Act of the Parliament of India

The State of Himachal Pradesh Act, 1970 is an Act of the Parliament of India by which Himachal Pradesh was given the status of a full state of India. According to this Act, on 25 January 1971, the Union Territory of Himachal Pradesh became the 18th state of India.

== History ==
After the independence of India, the Chief Commissioner's Province of Himachal Pradesh was organised on 15 April 1948 as a result of the integration of 28 petty princely states (including feudal princes and zaildars) in the promontories of the western Himalayas. These were known as the Simla Hills States and four Punjab southern hill states under the Himachal Pradesh (Administration) Order, 1948 under Sections 3 and 4 of the Extra-Provincial Jurisdiction Act, 1947 (later renamed as the Foreign Jurisdiction Act, 1947 vide A.O. of 1950). Bilaspur princely state was merged into Himachal Pradesh on 1 July 1954 by the Himachal Pradesh and Bilaspur (New State) Act, 1954.

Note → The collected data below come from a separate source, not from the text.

PR #323, opened 2022-08-04
Add the Array Node, which enables Array UDFs.

thetorpedodog:
This adds and tests the Array node, so that users can actually start
doing interesting TileDB-specific things with their UDFs by passing in
their TileDB arrays as values.

This also streamlines the process of default-handling with `NOTHING`,
by making a central place to strip `NOTHING`s out of kwarg dictionaries.

### DIFF
--- a/tests/taskgraphs/delayed/test_delayed_complex.py
+++ b/tests/taskgraphs/delayed/test_delayed_complex.py
@@ -7,6 +7,7 @@ import tiledb.cloud
 from tiledb.cloud import testonly
 from tiledb.cloud.taskgraphs.delayed import Delayed
 from tiledb.cloud.taskgraphs.delayed import DelayedArray
+from tiledb.cloud.taskgraphs.delayed import DelayedArrayUDF
 
 SPARSE = "tiledb://TileDB-Inc/quickstart_sparse"
 DENSE = "tiledb://TileDB-Inc/quickstart_dense"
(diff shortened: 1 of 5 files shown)


antalakas (approved):

antalakas (changes requested):
Probably we need to address this https://github.com/TileDB-Inc/TileDB-Cloud-Py/pull/324#discussion_r939183623 comment

thetorpedodog:
Re @Shelnutt2’s comment on the other change:

> This should be `DelayedArrayUDF` to match the existing API. `DelayedArray` also has special meaning in the ecosystem which is why we used the specific name of `DelayedArrayUDF`.

I think the use of `DelayedArray` here is correct; the object you get back from `DelayedArray` is something you can *pass into* a UDF to pass the array into your UDF.

Separately, I’ve added a `DelayedArrayUDF` function which combines `Delayed` and `DelayedArray` together into one, and matches up with the existing `DelayedArrayUDF` API:

```python
arr_udf = DelayedArrayUDF(
    some_func,
    "tiledb://array/path",
    **array_kwargs,
    **delayed_kwargs,
)(other, inputs)
# Will eventually call some_func(array_contents, other, inputs)

# equivalent to

arr = DelayedArray("tiledb://array/path", **array_kwargs)
arr_udf = Delayed(some_func, **delayed_kwargs)(arr, other, inputs)
# Also will eventually call some_func(array_contents, other, inputs)
```

antalakas (commented):
I am good with this, but I'd like an approve from @Shelnutt2 also

JohnMoutafis:
Closing this as it is not relevant anymore.

PR #324, opened 2022-08-05
Delayed 2.0

thetorpedodog:


tiledb/cloud/taskgraphs/delayed/__init__.py
```diff
@@ -13,9 +13,18 @@
     d_sql = DelayedSQL(...)
 """
 
+from tiledb.cloud.taskgraphs.delayed import _nodes
 from tiledb.cloud.taskgraphs.delayed import _udf
 
 udf = _udf.DelayedFunction.create
 Delayed = udf
+array = _nodes.Array.create
+DelayedArray = array
```
Shelnutt2, line 22: This should be `DelayedArrayUDF` to match the existing API. `DelayedArray` also has special meaning in the ecosystem which is why we used the specific name of `DelayedArrayUDF`.

thetorpedodog: This was a draft that I set up to test commit 84491ff8b1282b1e9dcd7881dab2dd5510b9d1c3; to discuss the array part go to change #323.

PR #338, opened 2022-09-09
Reimplement the Delayed API atop the new task graph API.

thetorpedodog:
The existing Delayed API is an extremely thin layer on top of the old
DAG API, which is itself a relatively thin layer atop the various
`exec_something` functions. The new task graph API is neither of those
things. The implementation of the old one leaked a whole lot of
abstraction, and this new implementation represents a best-effort
attempt to match the behavior of the existing Delayed API atop the new
task graph API.

To the best of my knowledge and ability, existing code that uses
“standard” methods of the existing Delayed API should continue to work
unchanged. However, this breaks compatibility with essentially anything
that reaches into or otherwise depends upon the internals of the
existing Delayed objects, including any of the `Node` specifics or the
`delayed_obj.dag` DAG object. Common interactions where that takes place
have been replaced with methods on the common node type.

Unfortunately, this has to be one commit because, since the existing API
is one integrated package, it can only be replaced all at once.

---

The tests do not yet pass because this change depends upon functionality provided in #315 and #318.

### DIFF
--- a/tests/test_delayed.py
+++ b/tests/test_delayed.py
@@ -1,5 +1,7 @@
 import operator
-import threading
+import os
+import shutil
+import tempfile
 import unittest
 from concurrent import futures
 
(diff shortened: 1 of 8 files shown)


Shelnutt2 (approved):
:tada:

PR #339, opened 2022-09-13
Overwrite logic in notebook arrays

ktsitsi:
This PR will make easier the progress of [sc-20869], plus will enhance the `cloud` codebase with some semantics considered in the past as well. It introduces an `Enum` class `UploadOption` for selecting upon `uploading` the desirable logic. A prerequisite for overwriting logic is the existence of the notebook at the first place. The `auto-increment` logic will raise a `NotImplementedError` and the default functionality is the `FAIL` as had already been implemented and applied.

### DIFF
--- a/tiledb/cloud/notebook.py
+++ b/tiledb/cloud/notebook.py
@@ -243,6 +243,7 @@ def _create_notebook_array(
             "Please select a proper namespace (username or organization name).",
         )
 
+
     # The array will be be 1-dimensional with domain of 0 to max uint64. We
     # use a tile extent of 1024 bytes.
     dom = tiledb.Domain(
@@ -280,8 +281,9 @@ def _create_notebook_array(
                     raise tiledb_cloud_error.TileDBCloudError(
                         f"Error creating file: {array_name!r} already exists in namespace {namespace!r}."
                     )
-            # Retry other TileDB erors
-            tries -= 1
+            # Retry other TileDB errors
+            if upload_options is upload_options.FAIL:
+                tries -= 1
             if tries <= 0:
                 raise tiledb_cloud_error.check_exc(e) from None
 
--- a/tiledb/cloud/notebook.py
+++ b/tiledb/cloud/notebook.py
@@ -204,13 +204,17 @@ def upload_notebook_contents(
         {"rest.creation_access_credentials_name": storage_credential_name}
     )
 
-    tiledb_uri, array_name = _create_notebook_array(
-        storage_path,
-        array_name,
-        namespace,
-        ctx,
-        upload_options,
-    )
+    if upload_options is upload_options.FAIL:
+        tiledb_uri, array_name = _create_notebook_array(
+            storage_path,
+            array_name,
+            namespace,
+            ctx,
+            upload_options,
+        )
+    else:
+        # The array should already exist
+        tiledb_uri = "tiledb://" + posixpath.join(namespace, array_name)
 
     _write_notebook_to_array(tiledb_uri, ipynb_file_contents, ctx)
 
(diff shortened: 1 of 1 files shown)


tiledb/cloud/notebook.py
```diff
@@ -22,6 +22,14 @@
 CHARACTER_ENCODING = "utf-8"
 
 
+class UploadOption(enum.Enum):
```
thetorpedodog, line 25: `UploadOption` seems a bit too generic; how about something like `IfExists` (`OnExists`?) Then the docstring can be something like `"""Action to take if the array already exists."""`.

tiledb/cloud/notebook.py
```diff
@@ -22,6 +22,14 @@
...
+    """Kind of upload option."""
+
+    FAIL = enum.auto()
+    OVERWRITE = enum.auto()
+    AUTO_INCREMENT = enum.auto()
```
thetorpedodog, line 30: Since this isn’t implemented yet, I would leave it out of the enum and just make it a TODO to add in the future.

thetorpedodog (commented):
The implementation here is great! I really like the use of an enum here rather than a boolean parameter—it makes things more extensible and less ambiguous. I have a couple small suggestions but they’re only around naming and a TODO; the logic and structure itself are good.

antalakas (commented):
I am a little bit confused on this: Does it really overwrite the original array? I would expect it to update and create a new version of the notebook

thetorpedodog:
> I am a little bit confused on this: Does it really overwrite the original array? I would expect it to update and create a new version of the notebook

These seems synonymous to me. Am I missing something?

ktsitsi:
I have manually tested the functionality by `pip` installing the current branch and running the following on an existing notebook. 
```
tiledb.cloud.notebook.upload_notebook_from_file(..., upload_options=tiledb.cloud.notebook.UploadOption.OVERWRITE)
```
I checked also in UI and indeed on the same notebook I have two versions with the latest being the overwritten data, which makes sense since it is an extra `write` on an existing array right?

tiledb/cloud/notebook.py
ktsitsi: Yeap np!

thetorpedodog: I don’t see any new revisions—did you forget to upload? (Certainly something I have done before.)

tiledb/cloud/notebook.py
```diff
@@ -189,12 +202,16 @@ def upload_notebook_contents(
...
+    if on_exists is OnExists.FAIL:
+        tiledb_uri, array_name = _create_notebook_array(
+            storage_path,
+            array_name,
+            namespace,
+            ctx,
+        )
+    else:
+        # The array should already exist
+        tiledb_uri = "tiledb://" + posixpath.join(namespace, array_name)
```
georgeSkoumas, line 214: Minor. `f"tiledb://{posixpath.join(namespace, array_name)}"`

tiledb/cloud/notebook.py
```diff
@@ -133,6 +142,7 @@ def upload_notebook_from_file(
       user's account settings.
     :param storage_credential_name: such as "janedoe-creds", typically from the
       user's account settings.
+    :param if_exists: such as IfExists.FAIL (default), OVERWRITE or AUTO-INCREMENT
```
thetorpedodog, line 145:
```suggestion
    :param on_exists: such as OnExists.FAIL (default), OVERWRITE or AUTO-INCREMENT
```

thetorpedodog (approved):
One minor thing to make the docstring match up—this looks great!

antalakas:
> 

👍

antalakas (approved):

PR #341, opened 2022-10-18
Record the owner of a task graph builder node.

thetorpedodog:
This ensures that (a) a user creating multiple task graphs at the same time doesn't cross contaminate and that (b) a user can get from a builder node back to its owner.


thetorpedodog:
[Who Owns Who?](https://www.youtube.com/watch?v=Qt_l2xFcXt0)

awenocur (approved):

PR #343, opened 2022-10-31
Prepare for generating v2 of the API and regenerate v1

thetorpedodog:
When we generate v2 of the TileDB Cloud API, we will need to do a few things to ensure that it will continue to work with common configuration etc. with the v1 version:

- we have to prepend the root path onto each operation
  - we have to update generated API names to ensure this doesn't mess anything up
- we need to stop adding `/v1` to the configuration

This set of changes covers those changes, so that actually generating the v2 API can happen separately.


thetorpedodog:
one step in [sc-22834]

Shelnutt2 (approved):

PR #344, opened 2022-10-31
Add "don't download results" functionality to new task graphs API

thetorpedodog:
This adds the "don't download results" functionality that was omitted from the initial release of the task graphs API. It works just the same: By default only terminal nodes (or nodes which have local dependents) are downloaded, but the user can override it.

### DIFF
--- a/tests/taskgraphs/test_builder.py
+++ b/tests/taskgraphs/test_builder.py
@@ -231,6 +231,7 @@ class TestBuilder(unittest.TestCase):
             format_it = grf.udf(
                 "sum of {name!r} is {sum!r}".format,
                 types.args(name=array_uri, sum=intify),
+                download_results=False,
             )
 
             # Execute an SQL query with parameterized input.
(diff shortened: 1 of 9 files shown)


Shelnutt2 (approved):

thetorpedodog:
so [this change](https://github.com/TileDB-Inc/TileDB-Cloud-Py/compare/3ed4eb9eb160d580e272f97af000731794da1482..4e80984806756c93f17833505a2e7fcc5590e93b) is from a mistake I made in node starting: because the lambda does not capture the *current value* of the `node` argument but instead a reference to the value itself, we were trying to start the same node multiple times.

This explains [the failures we were having on previous test runs](https://github.com/TileDB-Inc/TileDB-Cloud-Py/actions/runs/3364159251/jobs/5578392940). The new version should solve this since it pulls the lambda out into its own function where it is never re-bound.

thetorpedodog:
[sc-23079]

PR #345, opened 2022-10-31
Don't use multiprocessing when running nodes locally.

thetorpedodog:
Despite the potential advantages of running local nodes in multiple threads from 008cf67248b28aa15a810827e6b610e4b2959ef2 when it was added, there are difficult-to-diagnose issues with multiprocessing where it seems like certain processes are never starting. For this reason, we're dropping back to just executing everything on the same thread.

### DIFF
--- a/tests/taskgraphs/test_client_executor.py
+++ b/tests/taskgraphs/test_client_executor.py
@@ -142,14 +142,6 @@ class ClientExecutorTestLocal(unittest.TestCase):
             os.remove(p_two)
             self.assertEqual("one two", exec.node(out).result(5))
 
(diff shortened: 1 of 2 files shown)


thetorpedodog:
Adding a note for myself for later: It looks like a (the?) reason we’re sometimes running into mysterious trouble is the fact that we’re trying to serialize items of >2GB over the pipeline. Multiprocessing appears to only support things up to 2 GB and so when serializing either way it dies, possibly in an un-diagnosable state before anything even starts running?

antalakas (approved):

PR #348, opened 2022-11-02
Implement groups API creation/deletion functions.

thetorpedodog:
Adds:
- Create new group.
- Register existing group.
- Deregister group.

### DIFF
--- a/tiledb/cloud/groups.py
+++ b/tiledb/cloud/groups.py
@@ -1,0 +1,180 @@
+"""Functions for managing TileDB Cloud groups."""
+
+import posixpath
+import urllib.parse
+from typing import Iterable, Optional, Tuple, Union
+
+import tiledb.cloud.tiledb_cloud_error as tce
+from tiledb.cloud import client
+from tiledb.cloud import rest_api
+from tiledb.cloud import utils
+from tiledb.cloud._common import api_v2
+
+
+def create(
+    name: str,
+    *,
+    namespace: Optional[str] = None,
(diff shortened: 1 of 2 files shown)


tiledb/cloud/groups.py
```diff
@@ -0,0 +1,181 @@
...
+        recursively) before deregistering the group itself.
+    """
+    namespace, name = utils.split_uri(uri)
+
+    array_api = client.build(rest_api.ArrayApi)
+    groups_api = client.build(api_v2.GroupsApi)
+    groups_api_v1 = client.build(rest_api.GroupsApi)
+    if recursive:
+        while True:
+            contents: rest_api.GroupContents = groups_api_v1.get_group_contents(
```
Shelnutt2, line 108: It might be easier to use the tiledb group function:
```
with tiledb.Group(uri, ctx=tiledb.cloud.Ctx() as G:
   for member in G:
      memory.uri
```

Shelnutt2 (changes requested):
Looks great! Only one comment/suggestion/option, but lgtm.

Shelnutt2 (approved):
Meant to hit approve

tiledb/cloud/groups.py
thetorpedodog: At this point I would prefer to use *only* direct use of the HTTP API rather than mixing the HTTP API with using the local TileDB Core APIs, but it might make sense to do this in the future.

thetorpedodog:
[sc-22835]

PR #349, opened 2022-11-03
Add global group import to __init__.py

Shelnutt2:
This should make `import tiledb.cloud` have the `tiledb.cloud.groups` available.


JohnMoutafis:
I believe that this is not relevant anymore.
`groups` is already a part of the `tiledb.cloud` imports.

PR #350, opened 2022-11-03
Don't try to derive the default groups credential client-side.

thetorpedodog:
If the server is not given a storage credential name, it will select the correct credential. We do not have to do this on the client side.


thetorpedodog:
[sc-23185]

snagles (approved):

antalakas (approved):

PR #351, opened 2022-11-07
Use the default version scheme from setuptools_scm.

thetorpedodog:
The (new?) default setuptools_scm version scheme includes the short revision hash in the version string. This is helpful for when you want to install a development version, because it will install `x.y.z.devN+somerev` rather than just `x.y.z.devN`, which would be the same if you have two separate branches that are both N revs away from the latest tag.


gsakkis (approved):
:ship: :it:

PR #9096, opened 2022-11-05
socketserver: improve bytes handling

JelleZijlstra:


JelleZijlstra:
hm, since these are mostly for subclasses, making the address types precise is probably mostly a hassle for subclassers.

stdlib/socketserver.pyi
```diff
@@ -1,8 +1,8 @@
 import sys
 import types
-from _typeshed import Self
+from _typeshed import ReadableBuffer, Self
 from collections.abc import Callable
-from socket import socket as _socket
+from socket import _RetAddress, socket as _socket
```
AlexWaygood, line 5: Nit: can we import `_RetAddress` from `_socket` rather than `socket`, so I only have to open one file to find out what the alias is, instead of opening up `socket.pyi`, finding it's actually re-exported from `_socket.pyi`, then opening `_socket.pyi`? 🙃

stdlib/socketserver.pyi
```diff
@@ -53,14 +54,14 @@ class BaseServer:
     def serve_forever(self, poll_interval: float = ...) -> None: ...
     def shutdown(self) -> None: ...
     def server_close(self) -> None: ...
-    def finish_request(self, request: _RequestType, client_address: _AddressType) -> None: ...
+    def finish_request(self, request: _RequestType, client_address: _RetAddress) -> None: ...
```
AlexWaygood, line 57: Should we also use the `_RetAddress` alias for the second parameter of `RequestHandlerClass` on lines 45, 49, and 51? (A few other places in this file as well.)

stdlib/socketserver.pyi
```diff
@@ -74,29 +75,29 @@ class TCPServer(BaseServer):
         allow_reuse_port: bool
```
AlexWaygood, line 75: If we're updating the parameter annotation in `__init__`, we need to update the variable annotation as well

```suggestion
        allow_reuse_port: bool
   sever_address: _AfInetAddress
```

stdlib/socketserver.pyi
```diff
@@ -74,29 +75,29 @@ class TCPServer(BaseServer):
...
+    def get_request(self) -> tuple[_socket, _RetAddress]: ...
 
 class UDPServer(TCPServer):
     max_packet_size: ClassVar[int]
-    def get_request(self) -> tuple[tuple[bytes, _socket], Any]: ...  # type: ignore[override]
+    def get_request(self) -> tuple[tuple[bytes, _socket], _RetAddress]: ...  # type: ignore[override]
 
 if sys.platform != "win32":
     class UnixStreamServer(BaseServer):
         def __init__(
```
AlexWaygood, line 90:
```suggestion
        server_address: _AfUnixAddress
        def __init__(
```

stdlib/socketserver.pyi
```diff
@@ -74,29 +75,29 @@ class TCPServer(BaseServer):
...
             self: Self,
-            server_address: str | bytes,
+            server_address: _AfUnixAddress,
             RequestHandlerClass: Callable[[Any, Any, Self], BaseRequestHandler],
             bind_and_activate: bool = ...,
         ) -> None: ...
 
     class UnixDatagramServer(BaseServer):
         def __init__(
```
AlexWaygood, line 98:
```suggestion
        server_address: _AfUnixAddress
        def __init__(
```

AlexWaygood (changes requested):

stdlib/socketserver.pyi
JelleZijlstra: Done

stdlib/socketserver.pyi
JelleZijlstra: Yes, good point

AlexWaygood (commented):
Looks good now, just one more question: Should the `BaseServer.server_address` attribute (on line 39) also be changed to be `_socket._Address`, to match the type passed in `__init__`?

PR #9098, opened 2022-11-05
isort: Add more to extra_standard_library

JelleZijlstra:
Got all underscored modules from VERSIONS.


hauntsaninja (approved):
gotta catch em all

Himachal became a Part 'C' state on 26 January 1950 when Constitution of India came into effect and the Lieutenant Governor was appointed. The Legislative Assembly was elected in 1952. Himachal Pradesh became a union territory on 1 November 1956. Some areas of Punjab State, namely, Simla, Kangra, Kullu and Lahul and Spiti Districts, Lohara, Amb and Una Kanungo circles, some areas of Santokhgarh Kanungo circle and some other specified area of Una Tehsil of Hoshiarpur District, as well as Kandaghat and Nalagarh Tehsils of erstwhile PEPSU State, besides some parts of Dhar Kalan Kanungo circle of Pathankot District—were merged with Himachal Pradesh on 1 November 1966 on the enactment by Parliament of the Punjab Reorganisation Act, 1966. On 18 December 1970, the State of Himachal Pradesh Act was passed by Parliament, and the new state came into being on 25 January 1971. Himachal became the 18th state of the Indian Union with Dr. Yashwant Singh Parmar as its first chief minister.